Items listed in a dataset
· · · · · · ·

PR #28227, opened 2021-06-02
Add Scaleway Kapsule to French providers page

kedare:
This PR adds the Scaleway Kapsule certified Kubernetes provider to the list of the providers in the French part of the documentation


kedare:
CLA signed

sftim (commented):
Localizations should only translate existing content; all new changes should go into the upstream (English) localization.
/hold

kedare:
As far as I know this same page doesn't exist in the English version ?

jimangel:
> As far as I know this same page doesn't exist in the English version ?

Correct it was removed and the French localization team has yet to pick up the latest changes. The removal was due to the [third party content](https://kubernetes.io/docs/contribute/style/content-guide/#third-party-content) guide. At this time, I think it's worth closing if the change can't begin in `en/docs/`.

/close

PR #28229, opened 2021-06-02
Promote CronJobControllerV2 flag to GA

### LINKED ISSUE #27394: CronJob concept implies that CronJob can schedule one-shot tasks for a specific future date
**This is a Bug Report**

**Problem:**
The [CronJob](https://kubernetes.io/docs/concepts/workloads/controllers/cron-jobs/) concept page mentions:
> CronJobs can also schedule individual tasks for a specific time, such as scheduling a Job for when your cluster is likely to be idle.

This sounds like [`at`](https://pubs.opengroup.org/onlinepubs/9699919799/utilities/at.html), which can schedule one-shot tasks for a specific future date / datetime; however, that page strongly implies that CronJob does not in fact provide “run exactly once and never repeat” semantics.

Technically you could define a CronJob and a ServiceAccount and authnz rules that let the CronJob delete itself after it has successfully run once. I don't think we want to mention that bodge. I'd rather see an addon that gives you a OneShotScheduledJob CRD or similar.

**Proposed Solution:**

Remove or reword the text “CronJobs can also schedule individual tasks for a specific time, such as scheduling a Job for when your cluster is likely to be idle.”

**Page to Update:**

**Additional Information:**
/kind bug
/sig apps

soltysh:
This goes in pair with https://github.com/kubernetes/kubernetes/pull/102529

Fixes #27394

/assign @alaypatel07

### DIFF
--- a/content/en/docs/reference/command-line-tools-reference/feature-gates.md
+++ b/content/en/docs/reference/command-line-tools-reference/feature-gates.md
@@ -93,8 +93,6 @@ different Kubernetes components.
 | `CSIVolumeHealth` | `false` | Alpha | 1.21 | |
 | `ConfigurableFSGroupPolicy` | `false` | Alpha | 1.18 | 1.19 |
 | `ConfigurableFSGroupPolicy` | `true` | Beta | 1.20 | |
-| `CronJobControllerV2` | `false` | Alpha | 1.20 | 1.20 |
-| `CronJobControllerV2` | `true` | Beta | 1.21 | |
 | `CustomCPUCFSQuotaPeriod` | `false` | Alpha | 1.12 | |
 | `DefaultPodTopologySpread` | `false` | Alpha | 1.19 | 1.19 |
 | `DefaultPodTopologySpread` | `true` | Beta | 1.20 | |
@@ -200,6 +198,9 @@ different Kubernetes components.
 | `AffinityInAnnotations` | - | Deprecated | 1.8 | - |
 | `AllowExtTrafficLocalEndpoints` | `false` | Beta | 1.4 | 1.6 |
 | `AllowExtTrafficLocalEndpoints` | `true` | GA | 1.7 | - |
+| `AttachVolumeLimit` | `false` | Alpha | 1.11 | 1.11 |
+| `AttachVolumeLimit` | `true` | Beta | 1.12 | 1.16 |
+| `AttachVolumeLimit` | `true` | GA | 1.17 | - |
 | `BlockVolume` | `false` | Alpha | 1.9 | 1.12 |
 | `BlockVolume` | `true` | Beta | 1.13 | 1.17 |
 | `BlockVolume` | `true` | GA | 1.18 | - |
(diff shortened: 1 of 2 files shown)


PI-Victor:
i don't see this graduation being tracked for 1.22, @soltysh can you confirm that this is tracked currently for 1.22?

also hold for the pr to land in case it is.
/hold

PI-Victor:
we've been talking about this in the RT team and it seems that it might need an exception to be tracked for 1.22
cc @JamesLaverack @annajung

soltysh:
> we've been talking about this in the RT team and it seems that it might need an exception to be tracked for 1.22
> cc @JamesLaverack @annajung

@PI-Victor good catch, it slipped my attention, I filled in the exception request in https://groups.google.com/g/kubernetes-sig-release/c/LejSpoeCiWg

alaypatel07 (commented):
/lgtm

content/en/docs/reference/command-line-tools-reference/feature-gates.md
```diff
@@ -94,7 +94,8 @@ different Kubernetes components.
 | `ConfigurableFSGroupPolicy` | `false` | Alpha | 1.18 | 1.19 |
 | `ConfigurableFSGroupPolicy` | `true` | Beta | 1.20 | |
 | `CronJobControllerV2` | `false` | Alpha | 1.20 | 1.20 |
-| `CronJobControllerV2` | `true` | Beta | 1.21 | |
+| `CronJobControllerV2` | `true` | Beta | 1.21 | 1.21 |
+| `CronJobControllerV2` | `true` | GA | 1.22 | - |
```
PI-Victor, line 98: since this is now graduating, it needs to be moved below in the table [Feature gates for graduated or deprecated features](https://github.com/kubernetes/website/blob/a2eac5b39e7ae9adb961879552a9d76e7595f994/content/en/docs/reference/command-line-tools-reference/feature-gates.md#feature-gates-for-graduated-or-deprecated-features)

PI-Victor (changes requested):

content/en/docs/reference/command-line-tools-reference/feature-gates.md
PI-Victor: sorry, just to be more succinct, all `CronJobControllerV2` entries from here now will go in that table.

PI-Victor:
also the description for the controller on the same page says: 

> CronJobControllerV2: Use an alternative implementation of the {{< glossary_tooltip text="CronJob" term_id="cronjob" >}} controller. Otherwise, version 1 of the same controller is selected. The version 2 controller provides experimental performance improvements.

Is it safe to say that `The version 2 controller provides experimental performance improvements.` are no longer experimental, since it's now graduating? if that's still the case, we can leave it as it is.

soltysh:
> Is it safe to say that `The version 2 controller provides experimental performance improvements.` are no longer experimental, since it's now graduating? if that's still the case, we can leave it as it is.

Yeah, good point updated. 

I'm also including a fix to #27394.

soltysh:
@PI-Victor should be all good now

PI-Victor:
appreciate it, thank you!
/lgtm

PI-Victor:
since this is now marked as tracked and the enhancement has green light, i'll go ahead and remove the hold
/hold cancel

· · · · · · ·

Each of the entries must be set down again exactly.

PR #28227, opened 2021-06-02
Add Scaleway Kapsule to French providers page

kedare:
This PR adds the Scaleway Kapsule certified Kubernetes provider to the list of the providers in the French part of the documentation


kedare:
CLA signed

sftim (commented):
Localizations should only translate existing content; all new changes should go into the upstream (English) localization.
/hold

kedare:
As far as I know this same page doesn't exist in the English version ?

jimangel:
> As far as I know this same page doesn't exist in the English version ?

Correct it was removed and the French localization team has yet to pick up the latest changes. The removal was due to the [third party content](https://kubernetes.io/docs/contribute/style/content-guide/#third-party-content) guide. At this time, I think it's worth closing if the change can't begin in `en/docs/`.

/close

PR #28229, opened 2021-06-02
Promote CronJobControllerV2 flag to GA

### LINKED ISSUE #27394: CronJob concept implies that CronJob can schedule one-shot tasks for a specific future date
**This is a Bug Report**

**Problem:**
The [CronJob](https://kubernetes.io/docs/concepts/workloads/controllers/cron-jobs/) concept page mentions:
> CronJobs can also schedule individual tasks for a specific time, such as scheduling a Job for when your cluster is likely to be idle.

This sounds like [`at`](https://pubs.opengroup.org/onlinepubs/9699919799/utilities/at.html), which can schedule one-shot tasks for a specific future date / datetime; however, that page strongly implies that CronJob does not in fact provide “run exactly once and never repeat” semantics.

Technically you could define a CronJob and a ServiceAccount and authnz rules that let the CronJob delete itself after it has successfully run once. I don't think we want to mention that bodge. I'd rather see an addon that gives you a OneShotScheduledJob CRD or similar.

**Proposed Solution:**

Remove or reword the text “CronJobs can also schedule individual tasks for a specific time, such as scheduling a Job for when your cluster is likely to be idle.”

**Page to Update:**

**Additional Information:**
/kind bug
/sig apps

soltysh:
This goes in pair with https://github.com/kubernetes/kubernetes/pull/102529

Fixes #27394

/assign @alaypatel07

### DIFF
--- a/content/en/docs/reference/command-line-tools-reference/feature-gates.md
+++ b/content/en/docs/reference/command-line-tools-reference/feature-gates.md
@@ -93,8 +93,6 @@ different Kubernetes components.
 | `CSIVolumeHealth` | `false` | Alpha | 1.21 | |
 | `ConfigurableFSGroupPolicy` | `false` | Alpha | 1.18 | 1.19 |
 | `ConfigurableFSGroupPolicy` | `true` | Beta | 1.20 | |
-| `CronJobControllerV2` | `false` | Alpha | 1.20 | 1.20 |
-| `CronJobControllerV2` | `true` | Beta | 1.21 | |
 | `CustomCPUCFSQuotaPeriod` | `false` | Alpha | 1.12 | |
 | `DefaultPodTopologySpread` | `false` | Alpha | 1.19 | 1.19 |
 | `DefaultPodTopologySpread` | `true` | Beta | 1.20 | |
@@ -200,6 +198,9 @@ different Kubernetes components.
 | `AffinityInAnnotations` | - | Deprecated | 1.8 | - |
 | `AllowExtTrafficLocalEndpoints` | `false` | Beta | 1.4 | 1.6 |
 | `AllowExtTrafficLocalEndpoints` | `true` | GA | 1.7 | - |
+| `AttachVolumeLimit` | `false` | Alpha | 1.11 | 1.11 |
+| `AttachVolumeLimit` | `true` | Beta | 1.12 | 1.16 |
+| `AttachVolumeLimit` | `true` | GA | 1.17 | - |
 | `BlockVolume` | `false` | Alpha | 1.9 | 1.12 |
 | `BlockVolume` | `true` | Beta | 1.13 | 1.17 |
 | `BlockVolume` | `true` | GA | 1.18 | - |
(diff shortened: 1 of 2 files shown)


PI-Victor:
i don't see this graduation being tracked for 1.22, @soltysh can you confirm that this is tracked currently for 1.22?

also hold for the pr to land in case it is.
/hold

PI-Victor:
we've been talking about this in the RT team and it seems that it might need an exception to be tracked for 1.22
cc @JamesLaverack @annajung

soltysh:
> we've been talking about this in the RT team and it seems that it might need an exception to be tracked for 1.22
> cc @JamesLaverack @annajung

@PI-Victor good catch, it slipped my attention, I filled in the exception request in https://groups.google.com/g/kubernetes-sig-release/c/LejSpoeCiWg

alaypatel07 (commented):
/lgtm

content/en/docs/reference/command-line-tools-reference/feature-gates.md
```diff
@@ -94,7 +94,8 @@ different Kubernetes components.
 | `ConfigurableFSGroupPolicy` | `false` | Alpha | 1.18 | 1.19 |
 | `ConfigurableFSGroupPolicy` | `true` | Beta | 1.20 | |
 | `CronJobControllerV2` | `false` | Alpha | 1.20 | 1.20 |
-| `CronJobControllerV2` | `true` | Beta | 1.21 | |
+| `CronJobControllerV2` | `true` | Beta | 1.21 | 1.21 |
+| `CronJobControllerV2` | `true` | GA | 1.22 | - |
```
PI-Victor, line 98: since this is now graduating, it needs to be moved below in the table [Feature gates for graduated or deprecated features](https://github.com/kubernetes/website/blob/a2eac5b39e7ae9adb961879552a9d76e7595f994/content/en/docs/reference/command-line-tools-reference/feature-gates.md#feature-gates-for-graduated-or-deprecated-features)

PI-Victor (changes requested):

content/en/docs/reference/command-line-tools-reference/feature-gates.md
PI-Victor: sorry, just to be more succinct, all `CronJobControllerV2` entries from here now will go in that table.

PI-Victor:
also the description for the controller on the same page says: 

> CronJobControllerV2: Use an alternative implementation of the {{< glossary_tooltip text="CronJob" term_id="cronjob" >}} controller. Otherwise, version 1 of the same controller is selected. The version 2 controller provides experimental performance improvements.

Is it safe to say that `The version 2 controller provides experimental performance improvements.` are no longer experimental, since it's now graduating? if that's still the case, we can leave it as it is.

soltysh:
> Is it safe to say that `The version 2 controller provides experimental performance improvements.` are no longer experimental, since it's now graduating? if that's still the case, we can leave it as it is.

Yeah, good point updated. 

I'm also including a fix to #27394.

soltysh:
@PI-Victor should be all good now

PI-Victor:
appreciate it, thank you!
/lgtm

PI-Victor:
since this is now marked as tracked and the enhancement has green light, i'll go ahead and remove the hold
/hold cancel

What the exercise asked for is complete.